I have an electric scooter that I am putting back together.

The trouble is with the chain, which makes a grinding noise at lower
speeds. It is not rubbing against anything. I have adjusted the
tightness of the chain several times, to no avail. No matter how much
I adjust it, makes a grinding noise a lower speeds. I tried putting a
bunch of grease on it, to see if it would quiet it down, but it still
makes the noise.

Also, I will be replacing the batteries, any suggestions? Does anyone
happen to have some worn-out lithium batteries that would still be
able to operate in a scooter. (the scooter only pulls 25 amps) Or does
anyone have any suggestions for some good, dependable AGM lead-acids?

_______________________________________________
For subscription options, see
http://lists.sjsu.edu/mailman/listinfo/ev


----------



## EVDL List (Jul 27, 2007)

Are you sure it's the chain and not a bearing? If the chain has a master link it's easily removed and then you can spin the wheel by itself. Chains are cheap and readily available from a bicycle or motorcycle shop or at other industrial supply houses.


----- Original Message ----
From: Joseph T. <[email protected]>
To: [email protected]
Sent: Friday, June 6, 2008 9:50:52 PM
Subject: [EVDL] Electric Scooter

I have an electric scooter that I am putting back together.

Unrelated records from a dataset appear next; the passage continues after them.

PR #504, opened 2025-03-05
Assign the modified `df` back to `df` in `define_fail_rate()`

yihui:
It seems we forgot to assign the modified `df` back.


LittleBeannie (approved):
Thank you for catching it, @yihui !

nanxstats:
It looks like you have the same problem in `define_enroll_rate()` where `check_enroll_rate()` is used.

PR #509, opened 2025-03-17
Allow bound functions and spending functions to take character values

yihui:
This will make it much easier to design the Shiny app.

### DIFF
--- a/DESCRIPTION
+++ b/DESCRIPTION
@@ -1,6 +1,6 @@
 Package: gsDesign2
 Title: Group Sequential Design with Non-Constant Effect
-Version: 1.1.3
+Version: 1.1.3.1
 Authors@R: c(
     person("Keaven", "Anderson", email = "keaven_anderson@merck.com", role = c("aut")),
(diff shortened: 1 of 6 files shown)


jdblischak:
xref: https://github.com/Merck/gsDesign2/pull/408#discussion_r1631815951, https://github.com/Merck/gsDesign2/issues/411, https://github.com/Merck/gsDesign2/pull/413

yihui:
Yes, a nice side-effect of this PR is that we will be able to compare functions robustly. The character name will be resolved to function _at run time_, and compared to a target function that is also retrieved at run time. This avoids cases like saving `gs_b` with an older version of **gsDesign2** and loading/comparing it against `gs_b` in a newer **gsDesign2** version some months later.

I managed to delete a large object of 75 lines in the Shiny app after this PR.

@LittleBeannie I think this PR is ready to merge now. I'm not sure the jargons in the news entry are accurate. Please feel free to tweak the words if necessary.

LittleBeannie (approved):
Thank you, @yihui! This looks good to me!

PR #511, opened 2025-03-20
Add back recently deleted SOP specs

jdblischak:
* The SOP specs for `gs_design_ahr()` and `gs_power_ahr()` were deleted in #501 
* Turns out these specs are required "to follow organization SOP for software development life cycle requirement" (https://github.com/Merck/gsDesign2/pull/508#issuecomment-2739975217)
* We may try to develop a system to better integrate these specs into the source code while still adhering to the SOP requirements (https://github.com/Merck/gsDesign2/pull/508#issuecomment-2740903348), but for now I simply wanted to add them back
* Note that there are extra changes in the `man/` directory because of recent changes to the roxgyen2 comments


LittleBeannie (approved):
Thank you for checking the compliance with the SOP, @jdblischak!

PR #5, opened 2015-05-29
Feature: Get video object by plex "key" identifier

simonwjackson:
I'm not sure if library.getByKey() is the best naming convention, but it works :)

### DIFF
--- a/.gitignore
+++ b/.gitignore
@@ -2,9 +2,13 @@ syntax: glob
 *.db
 *.log
 *.pyc
+*.swp
 *.sublime-*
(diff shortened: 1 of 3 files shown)


mjs7231:
Looks good, thanks! :+1:

mjs7231:
Just a heads up.. In PlexAPI version 3, this function will be moving to `plex.fetchItem(key)` where key is not just the number, but the full relative path (ie: /library/metadata/12345).

PlexAPI v3 is several weeks away.

PR #8, opened 2015-06-01
Feature: Get the URL to stream a video

simonwjackson:
I'm an amateur when it comes to OO design, so i wasnt sure if this was the best way to structure this. If you have any advice please let me know.

```python
jurassic_park = plex.library.section('Movies').get('Jurassic Park')
url = StreamUrl(server=plex, key=jurassic_park.key, max_bitrate=128,
                         max_resolution="1280x720", offset=0)
print(url)

# http://123.456.789.864:10041/video/:/transcode/universal/start?copyts=1&offset=0&path=http%3A%2F%2F127.0.0.1%3A32400%2Flibrary%2Fmetadata%2F8&mediaIndex=0&X-Plex-Platform=Chrome
```

### DIFF
--- a/README.md
+++ b/README.md
@@ -79,6 +79,7 @@ available libraries.
     jurassic_park = plex.library.section('Movies').get('Jurassic Park')
     url = StreamUrl(server=plex, key=jurassic_park.key, max_bitrate=128,
                     max_resolution="1280x720", offset=0)
+    print(url)
 #### FAQs ####
 
 **Q. Why are you using camelCase and not following PEP8 guidelines?**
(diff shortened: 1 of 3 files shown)


mjs7231:
We should definetly add this.  However, I still deciding if this should in fact be a separate class as opposed to directly ingrained in the Video object.  It  seems quite complex, give me a few days to ponder this. :)

simonwjackson:
I think it should be in the video object as well, i just wanted to get it working first without thinking about any abstraction or inheritance.

munnerz:
I feel `jurrasic_park.stream_url` should return the URL to stream - there's no need to create an object, which in this instance is effectively a (not really) subclass of a String.

mjs7231:
@munnerz That's what I was thinking as well. I have the code (a very simplified version of simonwjacksons version) almost ready to go, but can't actually get it to stream in VLC yet, so need to figure out what is wrong there.

simonwjackson:
@mjs7231 You may be missing a parameter in the URL that is preventing plex to encode the stream.

mjs7231:
I added this without using a separate StreamURL object.  The function Video.getStreamURL was added using your code as the example, thanks!

PR #23, opened 2015-09-05
Python3 fixes / urllib, printing, dict access

trtd:
Python 3 fixes (compatible with Python 2):
* use urllib.parse module for quote() and urlencode() instead of urllib
* printing using parenthesis
* dict access: items() instead of iteritems(), keys() converted to list
* filter(): convert results to list

### DIFF
--- a/examples/examples.py
+++ b/examples/examples.py
@@ -31,7 +31,7 @@ def example_003_list_all_clients(plex):
     for client in plex.clients():
         print(client.name)
     else:
-        print 'No clients'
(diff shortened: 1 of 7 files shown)


adrienbrault:
In order to use this library in https://github.com/balloob/home-assistant , we'd at least need this patch merged. @mjs7231

mjs7231:
@adrienbrault All set, and the few tests I have are all passing. New version 1.1.0 is up on PyPi.

PR #24, opened 2015-09-12
Created query function for client

miniconfig:
Created a query function for the client, and changed the timeline to
use that instead of the server’s.

### DIFF
--- a/plexapi/client.py
+++ b/plexapi/client.py
@@ -4,10 +4,12 @@ See: https://code.google.com/p/plex-api/w/list
 """
 import requests
 from requests.status_codes import _codes as codes
+from plexapi import log
 from plexapi import TIMEOUT, log, utils, BASE_HEADERS
-from plexapi.exceptions import BadRequest
+from plexapi.exceptions import BadRequest, NotFound
 from xml.etree import ElementTree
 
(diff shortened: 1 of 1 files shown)


miniconfig:
I'm not entirely certain I've done this properly (I'm particularly unsure about TOTAL_QUERIES), but I thought I'd give it a shot since I'm the one that needs it.  It does seem to work this way.

mjs7231:
Can you explain what was broken before?  I am a bit unfamiliar with timeline in general.

miniconfig:
It was to fix what I was seeing in my comment [here](https://github.com/mjs7231/python-plexapi/commit/b2c9a29d1e0d9c0242a01f2e574292b7591dea8d#commitcomment-13013198) - Timeline seems to be a function of the client, not the server - before your fix to handle timeout in the connection, it was using the proper URL, but your fix had it (at least with my setup) trying to connect to the server with a URL that exists only in the client interface.

mjs7231:
I did a lot of cleanup in this area in the last few days.  The changes this merge request was solving should also be working. Specifically, I changes the default client actions to talk directly to the client and not proxy through the server. A test for timeline has also been added to ensure this wont regress.

PR #27, opened 2015-10-12
Get devices and implement play/navigation control

adrienbrault:


mjs7231:
I'm still planning to review and pull this, just have been busy these days at home.  Thanks for the patch and sorry for the delay.

mjs7231:
Merging.  I think I can cleanup the duplicate code with Play / Navigation control a bit but I can go that on the main branch. Thanks for the contribution!

plexapi/myplex.py
```diff
@@ -178,3 +181,95 @@ def _findResource(resources, search, port=32400):
...
+        headers = plexapi.BASE_HEADERS
+        headers['X-Plex-Target-Client-Identifier'] = self.clientIdentifier
+        response = requests.get(url, headers=headers, timeout=TIMEOUT)
+        if response.status_code != requests.codes.ok:
+            codename = codes.get(response.status_code)[0]
+            raise BadRequest('(%s) %s' % (response.status_code, codename))
+        data = response.text.encode('utf8')
+
+        if data:
+            try:
```
mjs7231: What's the reason this is in a try/except block?  We're you getting bad XML back form some of the devices?

PR #29, opened 2015-10-31
Add method Episode.is_watched()

sprt:


mjs7231:
Not accepting this one as I did it slightly differently, but the functionality is there now. It's a property rather than a property-method on both Movie and Episode in change 430fb256. Thanks for the initial version! :+1:

PR #34, opened 2015-11-22
Update video.py: self.key already contains slash

bramwalet:
self.key already contains a leading slash therefore this call to the Plex server will fail with 404 not found.
When the slash from the query location is removed, the call will succeed.


mjs7231:
Thanks for the fix, sorry about the bug.

PR #38, opened 2016-01-05
Level for a media object might not always be an integer

logaritmisk:
I have a problem with one episode in my library. For some reason level on the media object isn't a integer (it is a string, 'medium') so I got an exception.

I checked the web interface and they printed it as 'NaN'. So I did the same thing.

I don't know if this is the correct place to add this, maybe this should be in the cast function? So it affect all integers.


mjs7231:
As suggested I implemented this same fix in the cast() function. Thanks for the fix.

commit 8c82651ce1949e849e06bbbe728f5a9a0ccf56b9
Author: Michael Shepanski <mjs7231@gmail.com>
Date:   Mon Mar 14 22:28:21 2016 -0400
Level for a media object might not always be an integer

PR #44, opened 2016-02-14
Add groundwork to have queries like: "actor name and unwatched movie"

danielBreitlauch:
This adds groundwork to have queries like: "actor name and unwatched movie".
It adds MovieSection methods to get Actor/Writer/Genre.. objects from their names.
These can then be used in Section.search() as query arguments.

Changes: 
- Additional MovieSection methods to query by genre and writer (plex directly supports it).
- VideoTag objects can be created from dict.

### DIFF
--- a/plexapi/client.py
+++ b/plexapi/client.py
@@ -3,6 +3,8 @@ PlexAPI Client
 See: https://code.google.com/p/plex-api/w/list
 """
 import requests
+import json
+import urllib
 from requests.status_codes import _codes as codes
 from plexapi import TIMEOUT, log, utils, BASE_HEADERS
 from plexapi.exceptions import BadRequest
@@ -31,6 +33,9 @@ class Client(object):
         self.protocolCapabilities = data.attrib.get('protocolCapabilities', '').split(',')
         self.state = data.attrib.get('state')
         self._sendCommandsTo = SERVER
+        self.id = 1
+        self.rpc_version = "2.0"
+        self.headers = {'content-type': 'application/json'}
 
     def sendCommandsTo(self, value):
         self._sendCommandsTo = value
@@ -40,6 +45,15 @@ class Client(object):
         if sendTo == CLIENT:
             return self.sendClientCommand(command, args)
         return self.sendServerCommand(command, args)
+
+    def sendRpcClientCommand(self, method, params=None):
+        payload = {"jsonrpc": self.rpc_version, "method": method, "id": self.id}
+        if params:
+            payload["params"] = params
+
+        response = requests.get(self.json_rpc_url(payload), headers=self.headers)
+        self.id += 1
+        return json.loads(response.text)
 
     def sendClientCommand(self, command, args=None):
         url = '%s%s' % (self.url(command), utils.joinArgs(args))
@@ -57,6 +71,10 @@ class Client(object):
 
     def url(self, path):
         return 'http://%s:%s/player/%s' % (self.address, self.port, path.lstrip('/'))
+
+    def json_rpc_url(self, payload):
+        url_param = urllib.urlencode({'request': json.dumps(payload)})
+        return 'http://%s:%s/jsonrpc?%s' % (self.address, self.port, url_param)
 
     # Navigation Commands
     def moveUp(self): self.sendCommand('navigation/moveUp')  # noqa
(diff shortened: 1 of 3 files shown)


mjs7231:
From a first glace at this changeset, it looks like you did a lot more than the title states.  Also sending commands to client via RPC, etc. Many of the changes would be welcomed, but I its really hard to merge a branch with multiple unrelated features added.

danielBreitlauch:
It Is only adding functions. It won't break stuff. It contains 3 mayor things. First the rpc call to navigate a client to a certain detail screen. Second, additional objects like the already existing actor e.g. director, genre, rating... And third, functions for all the object to create these objects from a name.

The problem it fixes is to get the plex id of for example an actor just by name. These ids contained in the objects can then be used in search queries.

If you want to see it used have a look at my natural language plex remote project.

mjs7231:
OK, I understand whats going on now and it looks good, thanks. I'll look at merging this one in next after I get the master branch back to a stable state from the audio merge. Things are a bit in flux at the moment form that one.

Did you end up writing a search function on your end that allows you mix and match these available filters?  I'm contemplating changing the search function to be a bit more usable.  This code will give me a huge head start, what would you think about something like the following:

Change the prototype of the Library.search() function:

```python
def search(query, vtype='all', **kwargs):
    # kwargs could be any of the following:
    # 'unwatched': boolean
    # 'duplicates': boolean 
    # 'year': ['1963', ...] 
    # 'decade': ['1960', ...] 
    # 'genre': [list of strings] 
    # 'content_rating': [list of strings]
    # ...you get the idea...
```

The idea here is that search supports everything the current web client supports. Items like `actor` could be passed in as an int or a string and the conversion is done automatically.

danielBreitlauch:
In my use case/library I do the search basically in two steps there. First is the translation of name strings to objects/ids. The second step is your search function that already supports searching/filtering by objects/ids.

The translation works by requesting all items of a kind and comparing the name to the given one, e.g. filtering by genre 'Comedy' would request all genres and then compare their name with 'Comedy'. If it matches the object with its id is returned.
You can insert this step into you search function to make it possible to directly search/filter by strings.

One thing to consider… different use cases may require different compare functions.
For example actors can be compared word wise or by equality. "Bruce Wills" == "Bruce"?.

An additional optimization would be to have the list of all actors, genres etc. cached.

mjs7231:
I really appreciate the contribution here. I'm not going to merge this change directly, but I believe the issues address are largely covered in the master branch.

* Library.Section.Search() now accepts sort and filters in a much more friendly api. A few usage examples are below. One thing I noticed when searching for actors by name is that not all actors are listed in the /library/section/x/actor resultset, it looks like it only shows the top 100 or so. In those cases you'll need to know the id of the actor directly. See the test `test_crazy_search` for a working example.

```
movies = plex.library.section(MOVIE_SECTION)
movies.search(director='Trevorrow')   # search by string.
movies.search(director=['Adam Brooks', 'Adam Green'])   # search by a list of strings (results are OR'd).
movies.search(director=[1234,4567])  # search by ids directly

steven = movies.get('Jurassic Park').directors[0]
movies.search(director=steven)  # search by director object

# Find all movies containing at least one actor from Jurassic Park and directed by steven..
actors = movies.get('Jurassic Park').actors  # note actors is a list
related = movies.search(actors=actors, director=steven)
```

The second part of this merge request is adding RPC command ability to the client.  I was looking at this and had it implemented but decided its just not time to bring that in yet. Currently everything in this API is working off the XML documents, and introducing a new protocol in the mix is a bit confusing. Especially in the client code which I feel still needs some more tlc to get what is currently there working  a bit more solidly.

That said, I did add the new abilities through the XML API. We can now set the audio, language, and navigate to directly to a media object on the client. The only thing I could not figure out is how to call subtitle.next. The way it currently gets set is by getting the subtitle object and calling `client.setSubtitleStream()` with the object directly.

Whew.. that was long. If you have time, play around with the master branch and let me know what else you may need.

danielBreitlauch:
Looks awesome. I will port my lib to use it.
I guess getting around changing subtitles will not be hard. I will try.
The only feature request that now comes to mind… and it is really just a non functional feature, would be caching of library.listChoices() results for speed improvements ;D.

The code is very concise and clean. Good work!

mjs7231:
I agree caching would be nice. I have been thinking about it but neglected to put it in just yet. I was thinking it could be done more globally. If all requests go through server.query() then we can cache everything. The tricky part is knowing how long something should stay in cache and making sure there is a clean easy way to clear and and optionally not use it. We should probably open a discussion in the issues of there isn't one already.

danielBreitlauch:
Concerning the caching… doing it in server.query is probably a good idea. Although keep in mind a lot of the server requests have side effects like playing a movie ;D.

One thing I just saw in your search implementation. The ALLOWED_FILTERS in the shows section is weird. They do not include filters for episode level.
For example:
if you filter shows by year you get all shows that started that year. If you filter episode by year you get the episodes in that year. Other things like 'writer' can only be filtered on episode level, not show level.
And the other way around actors can only be filtered on show level but not episode level.
filterable in episode:  'director', 'writer', 'year', 'decade'
filterable in show: 'actor', 'genre', 'contentRating'

And I see you left filter by actor out completely. Any reason for that?

PR #55, opened 2016-05-04
Adding season and episode number to Season and Episode objects

ttufts:
Added season_number and episode_number by pulling 'index' and 'parentIndex' in as episode_number and season_number respectively. This works for almost all situations, except when all episodes are pulled from a Show object, without going through seasons, the solution here is to check for 'parentIndex' when building the Episode object, if it is missing, the season() function is called and the season_number is pulled in from the Season object. This works in every situation that you can access an Episode or Season object, whether directly from the Show, or from the Season object.

### DIFF
--- a/plexapi/video.py
+++ b/plexapi/video.py
@@ -51,7 +51,7 @@ class Video(PlexPartialObject):
 
     def refresh(self):
         self.server.query('%s/refresh' % self.key, method=self.server.session.put)
-        
+
     def section(self):
         return self.server.library.sectionByID(self.librarySectionID)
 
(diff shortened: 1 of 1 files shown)


mjs7231:
A implemented it slightly differently, but kept the main idea you had here. I realize what originally happened was during the v2 update last month I inadvertently removed the self.index attribute from the Show, Season, and Episode classes which had me confused and broke the old method of getting the season numbers. Anyway, thanks for the bug report and code! Let me know if this change works for you.

commit 36b5d12a192ac0574c33b0849f1087b17f805c9b
Author: Michael Shepanski <mjs7231@gmail.com>
Date:   Thu May 19 23:42:06 2016 -0400
Add back missing index value from Show,Season,Episode; Make season numbers a bit easier to fetch

PR #69, opened 2016-10-19
Adding PlexApiException as a base exception for all other python-plexapi exceptions.

cxhamilton:
I am proposing the addition of a base exception (PlexApiException) that all other python-plexapi exceptions will extend. The purpose of this base exception is for ease of developer use. No need to catch each exception individually, when all you need to know is that at least one exception was raised; and this will provide more meaningful information than catching the built-in Exception.

### DIFF
--- a/plexapi/exceptions.py
+++ b/plexapi/exceptions.py
@@ -4,17 +4,20 @@
 PlexAPI Exceptions
 """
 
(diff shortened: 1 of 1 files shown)


mjs7231:
Good idea. I'll check and merge this after I get back from vacation.

PR #704, opened 2021-03-21
Add deviceID to Playable for history entries

glensc:
This is needed to identify devices from play history:

```python
    history = movie.history()
    for h in history:
        print("- Watched: %s (%s) -> %s,%s" % (h.viewedAt, h.lastViewedAt, h.accountID, h.deviceID))
```

### DIFF
--- a/plexapi/base.py
+++ b/plexapi/base.py
@@ -538,6 +538,7 @@ class Playable(object):
         self.session = self.findItems(data, etag='Session')                         # session
         self.viewedAt = utils.toDatetime(data.attrib.get('viewedAt'))               # history
         self.accountID = utils.cast(int, data.attrib.get('accountID'))              # history
+        self.deviceID = utils.cast(int, data.attrib.get('deviceID'))                # history
         self.playlistItemID = utils.cast(int, data.attrib.get('playlistItemID'))    # playlist
         self.playQueueItemID = utils.cast(int, data.attrib.get('playQueueItemID'))  # playqueue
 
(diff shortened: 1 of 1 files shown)


glensc:
Also need some help, how to find Device based on that Id?

There's `plex.systemDevices()`, but it returns all devices, not the specific one I'm interested of.

Also, the offset is off by one when accessing as index, so need to use lookup;

I've come up with this:
```python
    devices = plex.systemDevices()
    history = movie.history()
    for h in history:
        # device = devices[h.deviceID] <- devices is not indexed by deviceId
        device = next(x for x in devices if x.id == h.deviceID)
```

plexapi/base.py
```diff
@@ -538,6 +538,7 @@ def _loadData(self, data):
         self.session = self.findItems(data, etag='Session')                         # session
         self.viewedAt = utils.toDatetime(data.attrib.get('viewedAt'))               # history
         self.accountID = utils.cast(int, data.attrib.get('accountID'))              # history
+        self.deviceID = utils.cast(int, data.attrib.get('deviceID'))                # history
```
JonnyWong16, line 541: Could you also add `accountID` and `deviceID` to the doc string?

JonnyWong16 (changes requested):

JonnyWong16:
Using `next()` will work.

I added convenience methods to retrieve the account or device by ID in #703.

plexapi/base.py
glensc: f6596a03cea3e69a1e1e93aa29141fe261d25720

glensc:
> Using `next()` will work.
> 
> I added convenience methods to retrieve the account or device by ID in #703. The methods just use `next()` the same way.

Maybe (also) make the devices indeed by deviceId?

JonnyWong16:
> Maybe (also) make the devices indeed by deviceId?

I don't know what you mean.

JonnyWong16 (approved):

Issue #706, opened 2021-03-21
Add API to override Platform


glensc:
**Describe the issue**

There's currently no programmatic way to override Platform and Client name.

Hacks like overwriting `X_PLEX_PLATFORM` / `X_PLEX_DEVICE_NAME` do not work without more internal symbols hacking, because those values are copied elsewhere:
- https://github.com/pkkid/python-plexapi/blob/1429867ae5b0bb92bc9db373f7dec36bc035b686/plexapi/__init__.py#L23-L32

Setting environment variables also does not work, as that needs to be done before the `import plexapi` is called.

**Code snippets**

```python
from os import getenv, environ
import plexapi

        plex_config = {
            'PLEXAPI_HEADER_PLATFORM': 'PlexTraktSync',
            'PLEXAPI_HEADER_DEVICE_NAME': 'PlexTraktSync',
        }
        plexapi.X_PLEX_DEVICE_NAME = 'PlexTraktSync'
        for k, v in plex_config.items():
            environ[k] = v
```

**Expected behavior**

```python
    plex = PlexServer(url, token, device_platform='PlexTraktSync')
```

**Additional context**

Trying to make changes identifiable to be able to skip own changes. I.e skip changes identified by named device:
- https://github.com/Taxel/PlexTraktSync/discussions/146#discussioncomment-507487

Hellowlol:
I don’t understand the problem. Your describing different ways to set this that does work. You have to do it in the correct order. 

I also fail to see how the issue you linked to is relevant.

glensc:
@Hellowlol those examples are all various hacks. Therefore I request a programmatic way to set the deviceId in the plex instance, not the global static module internal variable. Hence creating this issue for enchancement. Having some trickery done before importing a module trashes up project coding style. Python coding style is that you put `import`'s in the beginning of the file, and then in `main()` you execute the code.

Besides messing up style, it's very fragile, if in case somebody else loads the module before the header overwrites the code, your initialization will fail.

Hellowlol:
I can’t speak for others I’m not gonna do this at all.

There are 3 ways to do this. Patching, environmental variables and using a config file.

Your assuming that PlexServer is the main entry point. That might be true for simple scripts, but what about all the others? Should we add device_platform to all other classes that ppl might, such as the cloud classes? I assume you see my point, as this will be very had to maintain.

With that being said, if you can come up with a simpler method then we are currently using that is easy to maintain I’ll happily merge that.

[...]

PR #707, opened 2021-03-21
Initialize headers from config in reset_base_headers()

glensc:
WIP: https://github.com/pkkid/python-plexapi/issues/706


plexapi/client.py
```diff
@@ -126,7 +128,7 @@ def _loadData(self, data):
 
     def _headers(self, **kwargs):
         """ Returns a dict of all default headers for Client requests. """
-        headers = BASE_HEADERS
+        headers = self._base_headers
         if self._token:
             headers['X-Plex-Token'] = self._token
         headers.update(kwargs)
```
glensc, line 134: Here's something that the previous code did not consider:

```python
dict1 = dict2
dict1.update(kwargs)
```

this updates `dict2` as well, i.e any such call would have modified `BASE_HEADERS` which would interfere with other calls, even from different classes.

likely never to be discovered as they all fill `X-Plex-Token` there with the same value.

this can be easily fixed by calling `headers = resrt_base_headers()` instead of assignment. so which way to go? optimize for using self._base_headers from constructor, or fix for correctness and use `reset_base_headers()` call in `_headers()`?

Hellowlol: It’s just a bug. We use copy other places.

Don’t break anything and use camelCase

glensc: sorry, camelCase for what?

glensc:
OK, here's some idea that could work. Don't mind the PR title and body, will update them once the PR comes useful.

So, WDYT, is this acceptable?

plexapi/config.py
```diff
@@ -42,24 +42,46 @@ def get(self, key, default=None, cast=None):
...
     return {
-        'X-Plex-Platform': plexapi.X_PLEX_PLATFORM,
-        'X-Plex-Platform-Version': plexapi.X_PLEX_PLATFORM_VERSION,
-        'X-Plex-Provides': plexapi.X_PLEX_PROVIDES,
-        'X-Plex-Product': plexapi.X_PLEX_PRODUCT,
-        'X-Plex-Version': plexapi.X_PLEX_VERSION,
-        'X-Plex-Device': plexapi.X_PLEX_DEVICE,
-        'X-Plex-Device-Name': plexapi.X_PLEX_DEVICE_NAME,
-        'X-Plex-Client-Identifier': plexapi.X_PLEX_IDENTIFIER,
+        'X-Plex-Platform': CONFIG.get('header.platorm', CONFIG.get('header.platform')),
```
glensc, line 78: Maybe it's about time to drop support for the `'header.platorm'` typo?

glensc: it was fixed in 2018, matching 3.2.0 version:
- https://github.com/pkkid/python-plexapi/pull/291

glensc:
How about this approach? If needed, I could extract to smaller changes.

Hellowlol:
I still don’t see the point. IMO you need to add a example on why this is better.  Fix your flake errors, run the test suit locally, including the tests for the client and squash the commits.

I don’t like the name reset_default_headers as isn’t anymore, is the headers is in config file (is was a bad name in the first place) Why is the headers a local variable the class? Why not use it directly?

plexapi/config.py
```diff
@@ -42,24 +42,46 @@ def get(self, key, default=None, cast=None):
...
         config = defaultdict(dict)
+        config.update(self._defaults())
         for section in self._sections:
             for name, value in self._sections[section].items():
                 if name != '__name__':
                     config[section.lower()][name.lower()] = value
         return dict(config)
 
+    def _defaults(self):
+        from uuid import getnode
```
Hellowlol, line 53: Don’t in-line std libs.

plexapi/config.py
```diff
@@ -42,24 +42,46 @@ def get(self, key, default=None, cast=None):
...
+        from platform import uname
+        from plexapi import PROJECT, VERSION
+
+        platform_name, device_name, platform_version = uname()[0:3]
```
Hellowlol, line 57: Fix the slicing.

glensc: Explain fix how? fix what? what is wrong with the current code?

glensc:
> Fix your flake errors, run the test suit locally, including the tests for the client and squash the commits.

I don't see point fixing tests until it's certain this is worth finishing! That's why I asked about the changes, not the style! Also, do note the PR is in a Draft state.

glensc:
> I don’t like the name reset_default_headers as isn’t anymore, is the headers is in config file (it was a bad name in the first place)

I used an existing name, please suggest a better name not only complain it's bad.

glensc:
> Why is the headers a local variable the class? Why not use it directly?

I think I explained it in an issue this PR is referring to (https://github.com/pkkid/python-plexapi/issues/706). to make the headers instance-based, not global. so the `self._headers` is now copied into the instance. is that `headers` you are referring to?

since Config object may be modified runtime (after `__init__`) using copy initialized in `__init__.py` is the original problem. 

ps: since Github has no threading in comment mode, submit a review as code comments, so can reply in a thread and resolve disucssions.

plexapi/config.py
glensc: why is the current slicing wrong. how is the correct way?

The trouble is with the chain, which makes a grinding noise at lower
speeds. It is not rubbing against anything. I have adjusted the
tightness of the chain several times, to no avail. No matter how much
I adjust it, makes a grinding noise a lower speeds. I tried putting a
bunch of grease on it, to see if it would quiet it down, but it still
makes the noise.

Also, I will be replacing the batteries, any suggestions? Does anyone
happen to have some worn-out lithium batteries that would still be
able to operate in a scooter. (the scooter only pulls 25 amps) Or does
anyone have any suggestions for some good, dependable AGM lead-acids?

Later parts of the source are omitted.